Quelles sont-elles ?
Tout le côté droit de sa vision est amputé. Il lui est impossible de lire alors qu’il parvient à écrire. Il doit tout décomposer, syllabe par syllabe, comme un enfant. Il ne peut plus conduire ni courir. Le simple fait de traverser une rue est difficile. Il souffre de maux de tête quotidiens à cause des fragments de balle qui sont restés dans son crâne. Ses problèmes cognitifs et visuels empêchent toute autonomie. Il ne peut plus boire, par exemple, une boisson chaude sans ressentir une décharge électrique dans le crâne. C’est un combat de tous les jours. Un combat contre lui-même, contre la souffrance, contre l’administration.
Avez-vous reçu le soutien du ministère de l’Intérieur ?
La Place Beauvau a toujours répondu présent, à la fois moralement et au niveau logistique. Mon fils a été décoré de la Légion d’honneur et il est passé officier. Il est aujourd’hui capitaine et travaille dans la formation. Bernard Cazeneuve est régulièrement venu au chevet de mon fils à l’hôpital, et ce sans tambour, ni trompette.
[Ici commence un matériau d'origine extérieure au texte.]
PR #372, opened 2019-12-16
Data Model Schema Viewer

bebinu:
* data model viewer schema definition
* data model schema loader
* data model api handler


nitinmotgi:
@bebinu Could we please not have 'utils' package. Over a period of time this gets misused heavily. Could we name the package as what it's supposed to be.

nitinmotgi:
Take back my comment :)

nitinmotgi:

Où en est-il pas rapport à son indemnisation ?
Trois ans après le drame, alors que les complices du meurtrier ne sont plus très loin de leur sortie de prison, mon fils n’a toujours pas été indemnisé. Il ne fait pas la mendicité. Il ne demande pas à être plus riche, il cherche simplement à retrouver une vie à peu près similaire à celle qu’était la sienne avant qu’on lui tire dessus. Il a besoin d’aide – ce qui représente un coût – pour combler son manque d’autonomie. Croyez-moi, il préférerait courir après les voyous dans les rues. C’est un homme d’engagement et de conviction. Il reste policier 24 heures/24, engagé dans la formation. Malgré son handicap, il a créé une mallette pédagogique pour sensibiliser les policiers sur le risque d’intervention sur la voie publique. Aujourd’hui, il travaille à plein temps, car son salaire, quand il était à mi-temps, était moins élevé que sa prime d’invalidité.
Vous êtes en colère ?
Je suis écœuré. Je ne comprends pas que l’on soit obligé de se battre pour obtenir une indemnisation décente. Le policier risque sa vie pour protéger la société, mais il n’est pas protégé par celle-ci. Alors que notre société est confrontée à une violence toujours plus importante, l’État essaie de faire des économies sur le dos des policiers gravement blessés en service. C’est scandaleux lorsque l’on sait à quel point le processus d’indemnisation compte dans la reconstruction d’une victime. C’est la double peine.